Никто его больше не удерживал. Все внимание обратилось к Яблонской.

— Так это правда, что вы возвращаетесь, Яна Яковлевна? — Корикова успела первой задать волнующий всех вопрос.

— Ой, мы так без вас скучали! — взвизгнула Крикуненко. После того, как ее прилюдно обвинили в ненависти к Яблонской, она сочла нужным подстраховаться.

— Велкам! — проснувшийся Ростунов быстро сориентировался в ситуации и отвесил Яблонской шутовской поклон.

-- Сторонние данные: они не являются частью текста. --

PR #879, opened 2026-05-27
Fix #878: Point gemini consult lane at gemini-3.1-pro-preview

### LINKED ISSUE #878: consult: gemini lane points at retired gemini-3-pro-preview model — every CMAP gemini-side fails fast with opaque error
## Symptom

Every \`consult -m gemini ...\` invocation fails in ~1.8s with an opaque error:

\`\`\`
Error when talking to Gemini API Full report available at:
/var/folders/.../gemini-client-error-Turn.run-sendMessageStream-*.json
{
  "session_id": "...",
  "error": { "type": "Error", "message": "[object Object]", "code": 1 }
}
[gemini completed in 1.8s]
Process exited with code 1
\`\`\`

The \`[object Object]\` is misleading — the actual error inside the dumped JSON report says:

\`\`\`
ModelNotFoundError: This model models/gemini-3-pro-preview is no longer available.
Please update your code to use a newer model for the latest features and improvements.
\`\`\`

**Google has retired \`gemini-3-pro-preview\`.** Codev's consult CLI is hardcoded to call it.

## Reproduce

Any project, any user with valid Gemini auth:

\`\`\`bash
consult -m gemini --prompt "Reply with the word OK and nothing else." --output /tmp/gemini-test.md
\`\`\`

Fast-fail (~1.8s), exit 1, empty output file. The 1.8s timing is the giveaway: a real Gemini call takes ~120–150s per the consult skill — sub-2s is the model-rejected-before-call signature.

## Root cause

\`packages/codev/src/commands/consult/index.ts:38\`:

\`\`\`ts
gemini: { cli: 'gemini', args: ['--model', 'gemini-3-pro-preview'], envVar: 'GEMINI_SYSTEM_MD' },
\`\`\`

The model identifier was hardcoded when \`gemini-3-pro-preview\` was the current preview model. Google has since moved \`gemini-3-pro\` to GA and removed the preview alias.

## Real-world impact

Discovered during PIR builder #819's CMAP-2 pass at the PR gate (2026-05-27). Three consecutive gemini retries failed identically. Builder reported partial CMAP — only Codex (COMMENT, addressed) and Claude (APPROVE) returned verdicts. Porch was left blocking on the missing Gemini output.

Pattern is reproducible for every protocol that runs CMAP — SPIR (3-way at multiple gates), PIR (1-pass at PR), MAINTAIN, etc. The gemini lane silently fails on every run; users either skip-and-advance manually or get wedged porch state.

The cost: ~6 seconds wasted per CMAP run (3 retries × 2s) plus an "incomplete CMAP" condition that breaks the protocol's "wait for all 3" assumption.

## Fix

Bump the model identifier in three locations:

### 1. The consult model config

\`packages/codev/src/commands/consult/index.ts:38\`:

\`\`\`diff
-  gemini: { cli: 'gemini', args: ['--model', 'gemini-3-pro-preview'], envVar: 'GEMINI_SYSTEM_MD' },
+  gemini: { cli: 'gemini', args: ['--model', 'gemini-3-pro'], envVar: 'GEMINI_SYSTEM_MD' },
\`\`\`

Verification that \`gemini-3-pro\` (no \`-preview\` suffix) is correct: \`packages/codev/src/commands/consult/usage-extractor.ts:19\` already has pricing for it, suggesting it's the established GA identifier.

### 2. Documentation references

\`CLAUDE.md:284\` and \`AGENTS.md:284\` both say:

> Gemini 3 Pro (gemini-3-pro-preview) for deep analysis

Update both to \`gemini-3-pro\` to match the new config.

### 3. Tests that reference the retired identifier

\`packages/codev/src/commands/consult/__tests__/metrics.test.ts\` has \`'gemini-3-pro-preview'\` keys in fixture data (line 617 and possibly others). Either update to \`gemini-3-pro\` to match the new shipped identifier, or update the test assertion to be model-name-agnostic if the test doesn't actually care about the exact string.

## Acceptance criteria

- [ ] \`packages/codev/src/commands/consult/index.ts:38\` uses \`gemini-3-pro\` (or whatever the current GA identifier is — verify via \`gemini --help\` or Google's model list before merging)
- [ ] \`CLAUDE.md\` and \`AGENTS.md\` updated to reflect the new identifier in their "Multi-Agent Consultation" sections
- [ ] Any test fixture that hardcodes \`gemini-3-pro-preview\` is updated to the new identifier
- [ ] Manual smoke: \`consult -m gemini --prompt "OK?" --output /tmp/x.md\` returns a real response within 60–150s, exit 0, non-empty output file
- [ ] CMAP runs across SPIR / PIR / etc. now complete the gemini lane in normal time (~120–150s) instead of fast-failing in ~2s

## Out of scope

- Adding fallback logic ("if model X fails, try model Y") — out of scope for this fix; the right answer is to point at a model that exists
- Reading the model identifier from external config — could be a follow-up if Google's model lifecycle becomes a recurring issue, but for now the in-source identifier is fine
- Improving the consult CLI's error reporting — separate concern; the \`[object Object]\` opaque message is a known issue in the upstream gemini CLI tool, not Codev's

## Related

- \`packages/codev/src/commands/consult/index.ts\` — model config
- \`packages/codev/src/commands/consult/usage-extractor.ts\` — pricing table (already lists \`gemini-3-pro\`)
- PIR #819 — discovered during this builder's CMAP-2 attempt; advanced via manual porch override pending this fix

waleedkadous:
## Summary

Google retired `gemini-3-pro-preview` on 2026-03-09, so every CMAP gemini-side fast-fails in ~1.8s with an opaque `[object Object]` error (the gemini-cli's misformatted `ModelNotFoundError` dump). This PR bumps the consult lane to `gemini-3.1-pro-preview` — the current actively-supported Gemini 3.x Pro identifier.

Fixes #878

## Root Cause

`packages/codev/src/commands/consult/index.ts:38` hardcoded `gemini-3-pro-preview` when that was the current preview alias (Feb 2026). Google has since shut it down, and `gemini-3-pro` is not the active GA identifier either — the current target is `gemini-3.1-pro-preview` (Gemini 3.1 Pro, released Feb 19, 2026).

## Fix

- `consult/index.ts` — bump `--model` arg to `gemini-3.1-pro-preview`.
- `usage-extractor.ts` — add `gemini-3.1-pro` pricing tier (`$2.00/$12.00 per 1M`, cached at 25% of input). Placed before `gemini-3-pro` in the prefix-match table so the 3.1 variant resolves first.
- `CLAUDE.md` / `AGENTS.md` — update the Multi-Agent Consultation reference.
- `metrics.test.ts` — update the Pro pricing fixture to the new model and cost; add a focused regression test asserting that `MODEL_CONFIGS.gemini.args` points at `gemini-3.1-pro-preview` (the exact thing that regressed).
- Export `MODEL_CONFIGS` as `_MODEL_CONFIGS` for the regression test, matching the existing `_`-prefixed test-export pattern in `consult/index.ts`.

## Verification

- Smoke-tested locally: `gemini --model gemini-3.1-pro-preview --prompt "OK"` returns `OK` in ~4s. `consult -m gemini --prompt "OK"` returns a real response.
- `npx tsc` passes clean.
- Full test suite: 3162 passed, 13 skipped, 0 failed (vitest run).

## Test Plan

- [x] Regression test added (`metrics.test.ts` — guards against the model identifier silently regressing back to a retired model)
- [x] Build passes (`npx tsc` clean)
- [x] All tests pass (`vitest run` — 3162 passed)
- [x] Manual smoke: `consult -m gemini --prompt "OK?"` returns a real response, exit 0

### DIFF
--- a/AGENTS.md
+++ b/AGENTS.md
@@ -281,7 +281,7 @@ Use sequential numbering with descriptive names (no leading zeros):
 ## Multi-Agent Consultation
 
 **DEFAULT BEHAVIOR**: Consultation is ENABLED by default with:
-- **Gemini 3 Pro** (gemini-3-pro-preview) for deep analysis
+- **Gemini 3.1 Pro** (gemini-3.1-pro-preview) for deep analysis
 - **GPT-5.4 Codex** (gpt-5.4-codex) for coding and architecture perspective
 
 To disable: User must explicitly say "without multi-agent consultation"
--- a/CLAUDE.md
+++ b/CLAUDE.md
@@ -281,7 +281,7 @@ Use sequential numbering with descriptive names (no leading zeros):
 ## Multi-Agent Consultation
 
 **DEFAULT BEHAVIOR**: Consultation is ENABLED by default with:
-- **Gemini 3 Pro** (gemini-3-pro-preview) for deep analysis
+- **Gemini 3.1 Pro** (gemini-3.1-pro-preview) for deep analysis
 - **GPT-5.4 Codex** (gpt-5.4-codex) for coding and architecture perspective
 
 To disable: User must explicitly say "without multi-agent consultation"
--- a/codev/projects/bugfix-878-consult-gemini-lane-points-at-/status.yaml
+++ b/codev/projects/bugfix-878-consult-gemini-lane-points-at-/status.yaml
@@ -1,7 +1,7 @@
 id: bugfix-878
 title: consult-gemini-lane-points-at-
 protocol: bugfix
-phase: pr
+phase: verified
 plan_phases: []
 current_plan_phase: null
 gates: {}
@@ -9,4 +9,5 @@ iteration: 1
 build_complete: false
 history: []
 started_at: '2026-05-27T05:34:36.124Z'
-updated_at: '2026-05-27T05:46:31.999Z'
+updated_at: '2026-05-27T05:52:30.741Z'
+pr_ready_for_human: true
--- a/codev/projects/bugfix-878-consult-gemini-lane-points-at-/status.yaml
+++ b/codev/projects/bugfix-878-consult-gemini-lane-points-at-/status.yaml
@@ -1,7 +1,7 @@
 id: bugfix-878
 title: consult-gemini-lane-points-at-
 protocol: bugfix
-phase: investigate
+phase: fix
 plan_phases: []
 current_plan_phase: null
 gates: {}
@@ -9,4 +9,4 @@ iteration: 1
 build_complete: false
 history: []
 started_at: '2026-05-27T05:34:36.124Z'
-updated_at: '2026-05-27T05:34:36.125Z'
+updated_at: '2026-05-27T05:40:03.706Z'
--- a/codev/projects/bugfix-878-consult-gemini-lane-points-at-/status.yaml
+++ b/codev/projects/bugfix-878-consult-gemini-lane-points-at-/status.yaml
@@ -1,0 +1,12 @@
+id: bugfix-878
+title: consult-gemini-lane-points-at-
+protocol: bugfix
+phase: investigate
+plan_phases: []
+current_plan_phase: null
+gates: {}
+iteration: 1
+build_complete: false
+history: []
+started_at: '2026-05-27T05:34:36.124Z'
+updated_at: '2026-05-27T05:34:36.125Z'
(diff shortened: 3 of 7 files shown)


waleedkadous:
Approved — the new identifier is forward-safe regardless of the rolling-deprecation wrinkle. CMAP unanimous including gemini end-to-end is the right confirmation. Please merge with --admin bypass.

PR #370, opened 2016-04-15
do not put +/-Inf or NaN values into the stats map

mschoch:


steveyen:
Hi Marty - this looks good to me

PR #372, opened 2016-04-28
Load the document only once for both fields and highlighter

slavikm:


mschoch:
Thanks for the great performance contributions.

PR #380, opened 2016-06-01
fix pagination bug introduced by collector optimization

### LINKED ISSUE #378: search: .From bug
Haven't looked into this too too much but i think the bug is [here](https://github.com/blevesearch/bleve/blob/105626269cf398e9de7c2ffeac0cfa1cf60c2f2b/search/collectors/collector_top_score.go#L42), `k: k` should be `k: k + skip` or something.

cheers

mschoch:
fixes #378

this bug was introduced by:
https://github.com/blevesearch/bleve/commit/f2aba116c49ea51b27bc9afd3bf15305ef04883c

theory of operation for this collector (top N, skip K)

- collect the highest scoring N+K results
- if K > 0, skip K and return the next N

internal details

- the top N+K are kept in a list
- the list is ordered from lowest scoring (first) to highest scoring (last)
- as a hit comes in, we find where this new hit would fit into this list
- if this caused the list to get too big, trim off the head (lowest scoring hit)

theory of the optimization

- we were not tracking the lowest score in the list
- so if the score was lower than the lowest score, we would add/remove it
- by keeping track of the lowest score in the list, we can avoid these ops

problem with the optimization
- the optimization worked by returning early
- by returning early there was a subtle change to documents which had the same score
- the reason is that which docs end up in the top N+K changed by returning early
- why was that? docs are coming in, in order by key ascending
- when finding the correct position to insert a hit into the list, we checked <, not <= the score
- this has the subtle effect that docs with the same score end up in reverse order

for example consider the following in progress list:

doc ids [   c    a    b  ]
scores  [   1    5    9  ]

if we now see doc d with score 5, we get:

doc ids [   c    a    d    b  ]
scores  [   1    5    5    9  ]

While that appears in order (a, d) it is actually reverse order, because when we
produce the top N we start at the end.

theory of the fix

- previous pagination depended on later hits with the same score "bumping" earlier
hits with the same score off the bottom of the list
- however, if we change the logic to <= instead of <, now the list in the previous
example would look like:

doc ids [   c    d    a    b  ]
scores  [   1    5    5    9  ]

- this small change means that now earlier (lower id) will score higher, and
thus we no longer depend on later hits bumping things down, which means returning
early is a valid thing to do

NOTE: this does depend on the hits coming back in order by ID.  this is not
something strictly guaranteed, but it was the same assumption that allowed the
original behavior

This also has the side-effect that 2 hits with the same score come back in
ascending ID order, which is somehow more pleasing to me than reverse order.


mschoch:
Would appreciate review from @steveyen and/or @slavikm 

See commit message for explanation of behavior and theory behind fix.

mschoch:
Oh, sadly this breaks the order of results in **ALL** the integration tests.  So I have more work to do...

steveyen:
This looks good to me.

Side note: this is the best example of explanation to LoC change ratio (1 character) I've seen in a long time.

slavikm:
👍

PR #381, opened 2016-06-01
Compact for boltdb (workaround for #374)

mmindenhall:
This is similar to PR #376 (workaround for issue #374), except for boltdb.  

Sorry I didn't reach this conclusion sooner, but it looks like goleveldb won't work for our application even with the new compact logic.  In continued stress testing on a gateway device (128MB RAM, ~100MB available flash), we saw the following:

1.  Within `Compact`, can successfully remove unused `DictionaryTerm` entries.
1.  Application crashes (out of memory) during call to `ldbs.db.CompactRange(util.Range{nil, nil})`.  Apparently `CompactRange` uses a lot of extra memory to remap the file.

I swapped out goleveldb for boltdb and tried all of this again.  With boltdb, we can do the following to manage our filesystem resources without crashing:

1.  Calculate the maximum size we can allow the DB file to reach based on partition free space
1.  When the DB reaches maximum allowable size, begin monitoring the size of the free page list
1.  When the free page list reaches a threshold (prior to where boltdb would try to grow the file):
    1.  Purge oldest documents to free up space
    1.  Call this `Compact` to free up unused `DictionaryTerm` entries

Again, the code from both of these PRs can be removed once #374 is solved.

### DIFF
--- a/index/store/boltdb/store.go
+++ b/index/store/boltdb/store.go
@@ -28,8 +28,8 @@ import (
 )
 
 const (
-	Name             = "boltdb"
-	defaultBatchSize = 100
+	Name                    = "boltdb"
+	defaultCompactBatchSize = 100
 )
 
 type Store struct {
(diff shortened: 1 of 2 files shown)


mmindenhall:
Note that the default batch size for removing `DictionaryTerm` entries is 100 (vs 250 for goleveldb), as writes are much slower with boltdb.

mschoch:
Can you change `defaultBatchSize` to something like `defaultCompactBatchSize` since thats currently the only thing its used for?

mmindenhall:
Done, for both goleveldb and boltdb implementations.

Яна вопросительно глянула на Олега. Олег нежно глянул на Яну. Улыбнулся всем, опустился на стул:

— Ну, на посошок! За всех нас! Костик, Антон, у нас там три бутылки шампанского оставались. Тащите все!

Часть вторая

На часах не было еще девяти, а в редакцию «Девиантных» уже начали подползать первые работники. Точнее, работницы — все, как одна, в джинсах, немарких батничках и с белесыми ресницами. На фарфоровом, почти бескровном лице Алины Кориковой читалась решимость свернуть сегодня хотя бы одну из гор, смазливая мордашка

другой корреспондентки Юли Колчиной несла во внешний мир лишь один посыл: «Осторожно! Я на грани!» Это была та самая рыженькая Юляха, которую четыре года назад привели на новогодний корпоратив Ростунов с Кузьминым. Насмотревшись на новых знакомых, девчушка решила тоже податься в журналистику. И вот, через два года внештатной работы, Яблонская наконец-то взяла ее в «Девиантные».

— Как достали эти пробки! — бросила в воздух Юля. На глаза у нее тут же навернулись слезы. — Я сейчас с тремя пересадками ехала. Набрали этих чурок, возят как картошку. Меня так затошнило, что пришлось выйти…

— Рвало? — деловито уточнила возникшая на пороге зам главного редактора Светлана Серова, внешне ничем не примечательная, но вполне приятная особа лет тридцати. Вернувшись после изгнания Черемшанова в «Девиантные», Яблонская произвела Кудряшова в ответсеки, в замы же позвала мало кому известную, но с хорошим журналистским портфолио Серову. Корикова была уязвлена — она почему-то считала, что правой рукой Яблонской должна стать она. Вместо этого Яна повысила Корикову на каких-то полступеньки — до старшего корреспондента.

— Так рвало, Юль, или нет? — повторила Серова.

Колчина замялась. Ей очень хотелось сказать, что да, рвало, долго и мучительно. Но в силу врожденной честности она подавила в себе это искушение:

— Нет, перетерпела, Свет. Но я скоро сдохну на этой работе…

— Да ладно, Юль, не нагнетай, — подала голос Корикова, которая уже вовсю просматривала электронную почту. — Сейчас все так работают. Кому легко-то?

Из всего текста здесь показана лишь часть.